What types of broader interventions are justified to increase the pool of organs? Historically, public health authorities have had a broad mandate and power to enforce, through policing powers when necessary, public participation in ensuring the safety and health of the public—especially to overcome collective action problems that relate specifically to the nature and scope of the role of the state. Illustrative examples include: Jacobson v. Massachusetts (1905) [23], in which the United States Supreme Court upheld the authority of states to enforce compulsory vaccination laws (despite the potential harms to individuals); state- or court-mandated directly observed therapy for treatment of tuberculosis [24]; and the recent instance in which a nurse who had been in contact with Ebola patients in West Africa was quarantined against her will upon her return to the United States [25]. In these cases, the state intervened to force action where inaction (and free riding) might have constituted a threat to public health. Given the levels of intervention taken by public health authorities to reduce preventable morbidity or mortality from infectious disease, perhaps similar interventions are warranted to achieve higher organ donation rates. Although mandating organ donation has generally been seen as an overreach of state authority, possible interventions to bolster social capital—a network of social connections that gives rise to norms of reciprocity—include presumed consent (or “opt-out” policies), the provision of minimal incentives for donor registration, and encouraging physicians to discuss organ donation with patients and families.

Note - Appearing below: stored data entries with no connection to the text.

PR #11294, opened 2019-07-31
Post-outage groups cleanup migration

SabreCat:

### Changes

Adds a migration to patch up a few lingering data discrepancies from the Guilds/Parties outage of a couple weeks back:

* Recalculates `memberCount` for all groups
* Realigns party members' individual `party.quest` data with their statuses in `group.quest.members`
* Outputs (without making any changes) an alert if a group has an assigned leader that's not actually a member of that group

### DIFF
--- a/migrations/archive/2019/20190731_outage_repair_groups.js
+++ b/migrations/archive/2019/20190731_outage_repair_groups.js
@@ -1,0 +1,74 @@
+/* eslint-disable no-console */
+const MIGRATION_NAME = '20190731_outage_repair_groups';
+import { model as Group } from '../../website/server/models/group';
+import { model as User } from '../../website/server/models/user';
+import forEach from 'lodash/forEach';
+
+const progressCount = 1000;
+let count = 0;
+
+async function updateGroup (group) {
+  count++;
+
+  const set = {};
+
+  if (group.type === 'guild') {
+    set.memberCount = await User.countDocuments({guilds: group._id});
+  } else {
+    set.memberCount = await User.countDocuments({party._id: group._id});
+  }
+
+  if (group.quest && group.quest.key && group.quest.members) {
+    forEach(group.quest.members, async (status, memberId) => {
+      if (status === null) await User.update({_id: memberId, {$set: {
+        'party.quest.RSVPNeeded': true,
+        'party.quest.key': group.quest.key,
+      }}});
+      if (status === true) await User.update({_id: memberId, {$set: {
+        'party.quest.key': group.quest.key,
+      }}})
+    });
+  }
+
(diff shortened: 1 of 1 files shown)


migrations/archive/2019/20190731_outage_repair_groups.js
```diff
@@ -0,0 +1,74 @@
...
+
+  if (group.quest && group.quest.key && group.quest.members) {
+    forEach(group.quest.members, async (status, memberId) => {
+      if (status === null) await User.update({_id: memberId, {$set: {
+        'party.quest.RSVPNeeded': true,
+        'party.quest.key': group.quest.key,
+      }}});
+      if (status === true) await User.update({_id: memberId, {$set: {
+        'party.quest.key': group.quest.key,
+      }}})
```
Alys: It might be worth setting `party.quest.RSVPNeeded` to false for both `(status === true)` and `(status === false)`. We see a trickle of people needing RSVPNeeded to be turned off (not necessarily from the recent group troubles, just as a general thing; usually it's because they're no longer in a party but not always).

SabreCat: Updated!

migrations/archive/2019/20190731_outage_repair_groups.js
```diff
@@ -0,0 +1,82 @@
...
+  const set = {};
+
+  if (group.type === 'guild') {
+    set.memberCount = await User.countDocuments({guilds: group._id});
+  } else {
+    set.memberCount = await User.countDocuments({party._id: group._id});
+  }
+
+  if (group.quest && group.quest.key && group.quest.members) {
+    forEach(group.quest.members, async (status, memberId) => {
```
paglias, line 22: lodash's for each doesn't work as expected with promises or async. It'll go ahead without waiting. Since this is an object you can use a normal `for...of` where you can use await but it'll process everything in sequence not parallel. Otherwise you can convert `group.quest.members ` to an array and use .map + Promise.all

paglias (changes requested):
There's a small problem with the way quests members are processed but otherwise looks good

migrations/archive/2019/20190731_outage_repair_groups.js
SabreCat: argh, I keep making that mistake. >.< Someday I'll learn!

Alys:
Did this script end up working? If so, would it be okay if we did keep a copy of it in the repo so that we can more easily make a cut-down version just for fixing member counts? That would be handy to have since incorrect counts are an ongoing problem.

Social capital has been shown to mitigate collective action problems of free ridership by reinforcing norms supporting prosocial behavior [26, 27]. Social capital can be used to encourage prosocial behavior, and, in the case of the organ supply, could be used to increase donation. Other countries, such as Israel, have begun to promote donation by giving priority to registered donors in organ allocation [28]. The United States has long granted living donors priority on waiting lists, which expresses support for the ethical value of reciprocity [29]. A recent study of more than three million registered drivers in Massachusetts found that community-level sociodemographic and social capital variables, as measured by levels of racial segregation and violent crime, explain more than half of the variation in organ donor status in Massachusetts [26]. This study demonstrated that, beyond living in a neighborhood with low social capital, even living on the border of a neighborhood with low social capital was independently associated with lower levels of organ donor designation, even after controlling for residents’ own neighborhood characteristics. This suggests that “raising” social capital could lead to higher levels of organ donation.